# it is not so  pretty, but it works



## kacce (Feb 14, 2013)

[h=3]I made this milling attachment for my sb9[/h]


----------



## stevecmo (Feb 14, 2013)

Well, it may not be pretty but it's plenty sexy!  )  It looks like it should work fine.  Nice job.


----------



## pdentrem (Feb 14, 2013)

Hell that is better than the one I had made for a one time job. Made it out of hardwood and fly cut the face to mount the vise to it. After the job was done used it to heat the house. It's called recycling!
Pierre


----------



## RandyM (Feb 15, 2013)

I dissagree, its *BEAUTIFUL!*


----------



## British Steel (Feb 15, 2013)

I've made up Something Similar, but using the lathe's topslide to get some vertical movement (around 5", cross-slide travels about 11"), don't have a pic of it all together (it gets stripped down for normal turning!), only the mock-ups, but it's based around a large angle plate which is bolted to the cross-slide T-slots and an adaptor disc (with a spigot the slide pivots on) to set the angle of the "vertical" travel. The angle plate has long slots, so it's possible to set it off at an angle if the need arises, just fiddly!

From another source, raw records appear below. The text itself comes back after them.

PR #988, opened 2021-03-04
fix(modal): Update readme with correct import

mannycarrera4:
## Summary

Noticed the import was a bit outdated, so just updated it with the correct import


NicholasBoll (approved):

NicholasBoll:
🔥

Mockup 1&2: 2 views of vice on topslide, paper template for adaptor, all sat on face of angle plate - the trash drill vice was for "proof of concept" and replaced by something Much Heftier since (sometimes a 4" tilting mill vice, if it's a complicated setup);

Mockup 3: view of angle plate on cross-slide, plate overhangs cross-slide by 1/4 - 1/2" for clearance behind the adaptor and "vertical slide";

Apalling drawing: the adaptor plate - central spigot and top edge are "clocked"  for on-centre and parallel before the topslide goes on. I've no idea why the angle calibrations go right around the adaptor (in the drawing), as it will only pivot 45* each way... so I didn't cut 'em!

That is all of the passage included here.